Akciğer kanserinin 2000’li yıllara kadar bir yıldan az yaşam süresi sunduğunu söyleyen Medikal Onkoloji Uzmanı Prof. Dr. İrfan Çiçin, “Şimdi küçük hücreli olmayan akciğer kanserleri, moleküler özelliklerine göre birçok alt tipe bölünmektedir.
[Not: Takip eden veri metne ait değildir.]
PR #181, opened 2025-12-15
fix: Preserve operator names in production builds

chrisgervang:
## Summary

Fixes minified operator names in production builds where class names get mangled by the minifier, causing the UI to display incorrect operator names, categories, and colors.

**Root Cause:** Code was relying on `constructor.name` which gets minified (e.g., `ScatterplotLayerOp` → `Zt`).

**Solution:** Use static `displayName` and `description` properties accessed via `(constructor as typeof Operator).property` pattern. Static properties with string literals survive minification.

### Core Architecture

**Static Properties for Metadata:**
```typescript
export class NumberOp extends Operator<NumberOp> {
  static displayName = 'Number'
  static description = 'A numeric constant'
  // ...
}
```

**Access Pattern Throughout Codebase:**
```typescript
// Extract from constructor for minification-safe access
const { displayName, description } = operator.constructor as typeof Operator
const { type } = field.constructor as typeof Field
```

### Category System

Categories now use display names (without "Op" suffix):
```typescript
export const categories = {
  data: ['File', 'Filter', 'Merge', ...],
  layer: ['ScatterplotLayer', 'PathLayer', ...],
  // ...
}
```

Helper function converts between ReactFlow's suffixed types and display names:
```typescript
export function nodeTypeToDisplayName(nodeType: string): string {
  return nodeType.replace(/Op$/, '')
}
```

**Example:** `node.type` is `"ScatterplotLayerOp"` → converts to `"ScatterplotLayer"` → matches category entry.

### Special Case: ForLoop

"ForLoop" is a synthetic menu type that creates two actual nodes:
- Menu shows: `'ForLoop'`
- Creates nodes: `'ForLoopBeginOp'` and `'ForLoopEndOp'`
- Categories include: `['ForLoop', 'ForLoopBegin', 'ForLoopEnd']`

This works because `nodeTypeToDisplayName('ForLoopBeginOp')` → `'ForLoopBegin'` which matches the category.

## Files Changed

**Core:**
- `operators.ts` - Import Operator type for constructor casting
- `fields.ts` - Remove instance getter for type property
- `categories.ts` - Convert all entries to display names (without "Op")

**Components:**
- `op-components.tsx` - Convert node types to display names for lookups
- `node-properties.tsx` - Extract static properties from constructor
- `node-tree-sidebar.tsx` - Use static displayName access  
- `field-components.tsx` - Extract field type from constructor

**Hooks & Utils:**
- `use-project-modifications.ts` - Extract field types for error messages
- `mcp-tools.ts` - Simplified to use operator directly

**Tests:**
- Updated to use static access: `NumberOp.displayName` instead of `op.displayName`

### Automated
- ✅ All 182 tests passing
- ✅ Production build succeeds
- ✅ TypeScript compilation clean

### Manual Testing

**Production Build:**
```bash
cd noodles-editor
yarn build
yarn preview
```

**Verify:**
1. **Block Library** - Categories show correct colors and names
2. **Node Headers** - Each node displays correct operator name with category color
3. **Property Panel** - Selected nodes show correct type and description
4. **Node Tree Sidebar** - All operators display with correct names
5. **Existing Projects** - Load examples and verify operators work correctly

## Why This Approach

**Advantages:**
- ✅ **Minification-safe**: Static properties survive build process
- ✅ **Type-safe**: TypeScript enforces correct property access
- ✅ **Clean**: Pattern is consistent throughout codebase
- ✅ **Flexible**: Can access both statically (`NumberOp.displayName`) and from instances

**Trade-offs:**
- Requires `(constructor as typeof Operator)` cast for instance access
- More verbose than instance property, but clearer intent

## Follow Up

- Migrate ReactFlow and serialized projects to use display names instead of "Op" suffixed types

### DIFF
--- a/AGENTS.md
+++ b/AGENTS.md
@@ -557,7 +557,7 @@ Any field can be keyframed via Theatre.js. Changes in timeline propagate through
 3. Define outputs with `createOutputs()` method
 4. Implement `execute()` method with pure function logic
 5. Register operator in operator registry
-6. Add to category in `components/categories.ts`
+6. Add to category in `components/categories.ts` using display name without "Op" suffix (e.g., `'File'` not `'FileOp'`)
 7. **Write unit tests** (required for all operators)
 8. Document behavior and limitations if complex
 9. Test in UI with example projects
--- a/dev-docs/developing.md
+++ b/dev-docs/developing.md
@@ -105,7 +105,7 @@ The project uses:
 - Write unit tests for operators
 - Use TypeScript strictly
 - Comment complex logic
-- **Never use `constructor.name`** - it gets minified in production builds. Use static `displayName`/`description` properties and access them via `(operator.constructor as typeof Operator).displayName`
+- **Avoid `constructor.name`** - it gets minified in production builds. Use static `displayName`/`description` properties and access them via `(operator.constructor as typeof Operator).displayName`
 
 ### Maintenance
 


noodles-editor/src/noodles/components/node-tree-sidebar.tsx
```diff
@@ -27,10 +27,16 @@ interface TreeNode {
...
 // Build hierarchical tree from flat operator list
-function buildTree(operators: Map<string, Operator<IOperator>>): TreeNode[] {
+function buildTree(
+  operators: Map<string, Operator<IOperator>>,
+  reactFlowNodes: Array<{ id: string; type: string }>
+): TreeNode[] {
   const tree: TreeNode[] = []
   const nodeMap = new Map<string, TreeNode>()
 
+  // Create a map of id -> type from ReactFlow nodes for fast lookup
```
chrisgervang: Before:
Image

After:
Image

akre54:
Why is this necessary? Can't we just use the `displayName` that exists already, or do a mapping of one to the other (option 2). I think the cons aren't true. Also fine with option 3

Also - I don't know that we need the op category in the left tree. It seems like a lot of extra noise.

noodles-editor/src/noodles/components/node-properties.tsx
```diff
@@ -202,7 +202,7 @@ function NodeProperties({ node }: { node: NodeJSON<unknown> }) {
       <div className={s.header}>
         <div className={s.title}>
           {displayName}
-          <div className={cx(s.capsule, headerClass(name))}>{typeCategory(name)}</div>
+          <div className={cx(s.capsule, headerClass(type))}>{typeCategory(type)}</div>
```
akre54: So why does this work in production currently?

chrisgervang: The only parts that work in production are using `const opTypes = {}` map which is stringified before minification. Nothing in production referencing `constructor.name` are working - they're just subtle issues

chrisgervang: Image

The badges are all "Unknown"

akre54: Ah. And what are the node headers using / why does that work?

akre54: Looked into it and apparently they're using `name` from the constructor

chrisgervang:
> Static is definitely type safe

That's not always true. It's only type safe when you do `ArcOp.displayName` not `op.constructor.displayName` - the types fall apart since typescript types this loosely as a `Function`.

Static has real limitations, so while its the textbook-correct OOP feature to use, we don't want it here. There are more benefits to using an instance property because of our access patterns. `readonly` is only a typescript feature, but its what is typically used in this case

noodles-editor/src/noodles/components/op-components.tsx
```diff
@@ -148,7 +148,10 @@ export function typeDisplayName(type: NodeType) {
 export function getNodeDescription(type: NodeType): string {
   // Check for regular operators first
   if (type in opTypes) {
-    return opTypes[type]?.description || ''
+    // Create a temporary instance to access instance property
+    const ctor = opTypes[type]
```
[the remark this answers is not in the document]
chrisgervang: Sure, I don't want to merge this. But that's only true if its a static or in a `get()`. Description is now defined as a readonly property. This is the only place we use it off the class rather than the instance. The `op.constructor` pattern isn't correct either as its not type safe - what do you suggest we do?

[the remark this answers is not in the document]
chrisgervang: Here's an option that seems like a good balance:

```
abstract class Op {
  static readonly description: string = ''

  get description(): string {
    // typed access to static via the runtime ctor
    return (this.constructor as typeof Op).description
  }
}

class ArcOp extends Op {
  static readonly description = 'Draws an arc'
}

const ctor = opTypes[type]
return ctor.description ?? ''
```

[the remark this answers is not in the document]
akre54: > Here's an option that seems like a good balance:

Yes I made that suggestion below. I don't think it's a necessary change and I'd rather we not merge it but I don't feel particularly strongly.

Adding `readonly` I'm fine with but also don't particularly care for similar reasons

chrisgervang:
> That just isn't correct. You can cast (op.constructor as typeof Operator).displayName. It's just not something we've cared about.

> If we really wanted to make this cleaner we could add getters on the Operator base class for displayName / description to desugar as return (this.constructor as typeof Operator).displayName if we're using this a whole lot.

Casting is an escape hatch - it's not correct to say op.constructor is type safe. But regardless, I think we're converging on the same idea - add getters that cast to the base class.

noodles-editor/src/noodles/components/op-components.tsx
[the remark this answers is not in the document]
chrisgervang: What did you mean by "You can just use the `prototype` to access instance properties"? I interpreted that as meaning you suggesting this is valid:

```
class ArcOp  {
  static description = 'Draws an arc'
}

const op = new ArcOp()

op.prototype.description // 'Draws an arc'
ArcOp.prototype.description // 'Draws an arc'
```

But trying these in chrome dev tools doesn't work.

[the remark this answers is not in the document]
chrisgervang: > Yes I made that suggestion below. I don't think it's a necessary change and I'd rather we not merge it but I don't feel particularly strongly.

Let's just do this and move on - the root cause of this issue had nothing to do with the static values and so I was just looking to improve their types while I'm in here. The lesson is `op.constuctor.name` is incorrect to use because it gets minified.

chrisgervang:
> I don't think it's an escape hatch, it's the way typescript works. It's typesafe because op.constructor is an Operator class but it's also most correct to say that it's a js Function. If you tried to cast to op.constructor to any other class it would fail. It's just untyped by default due to a design decision to align closer to JS and due to the way casting works. That's what I mean by type safety

Gotcha - I didn't know that, thanks for explaining it.

I'll stick to casting at each usage then. We're gonna want to use `typeof Operator` to give it the class type rather than the instance type. Now they're all consistent, static, and typed - and working in production. As a bonus, I was able to fix some other broken types too.

@greptile please re-review

noodles-editor/src/noodles/components/categories.ts
```diff
@@ -1,118 +1,124 @@
...
+    'SplitMapViewState',
   ],
-  widget: ['FpsWidgetOp'],
+  widget: ['FpsWidget'],
 } as const
+
+// TODO: Remove this function when we fully migrate to operator displayNames
+export function nodeTypeToDisplayName(nodeType: string): string {
+  return nodeType.replace(/Op$/, '')
+}
```
chrisgervang: Follow up: #181 switched categories to use `displayName`. Do we also want to migrate ReactFlow and serialized project files to use display names instead of "Op" suffixed types?

Context is `opTypes` keys stringify at build-time to their class name

https://github.com/joby-aviation/noodles.gl/blob/86807a5b813bb483edde5463f8ff99804c22b7ef/noodles-editor/src/noodles/operators.ts#L5303-L5309

And it was assumed `op.constructor.name` would be equivalent in production, but those values get minified. `displayName` already existed and by convention is a unique name we could use to identify an op.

Bu moleküler alt tiplerde, hedefli tedaviler (akıllı ilaçlar) ve bağışıklık tedavileri ile akciğer kanserinin bazı alt tipleri yıkıcı kanser çeşitleri arasından çıkmaya başlamış, sanki kronik bir hastalık haline gelmiştir” diye ekledi.
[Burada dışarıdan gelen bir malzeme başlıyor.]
PR #182, opened 2025-12-15
feat: Implement TemporalField with configurable types and precision

### LINKED ISSUE #146: Refactor DateField for precision and temporal type control
Going to merge this for now to unblock project that need the precision, but we've also discussed ideas for specs to move forward with. 

Our ideal would be to have a single field (i.e. a TemporalField, currently called DateField) that can take any input, and be able to customize it's output schema for each op that uses it.

We could, say, the have an option for changing it's temporal type and precision in UI.

```
"[type]-[precision]"
```

Where types are:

Kanserin dünyada ve ülkemizde artan bir sağlık sorunu olduğunu ve toplumlarda büyük bir sosyoekonomik yük oluşturduğunu belirten Medikal Onkolog Prof. Dr. İrfan Çiçin, “Uluslararası Kanser Araştırma Golobacan 2020 verilerine göre, akciğer kanseri yılda yaklaşık 41 bin yeni olgu ile ülkemizde en yaygın kanserdir. Erkeklerde yaklaşık 34 bin yeni olgu ile birinci, kadınlarda yaklaşık 7 bin olgu ile dördüncü sırada yer alan akciğer kanserinin kadınlarda sigara kullanma oranına bağlı olarak yükselmesi muhtemeldir” dedi.
Akciğer kanserine neden olan en yaygın faktörlerden biri sigaradır.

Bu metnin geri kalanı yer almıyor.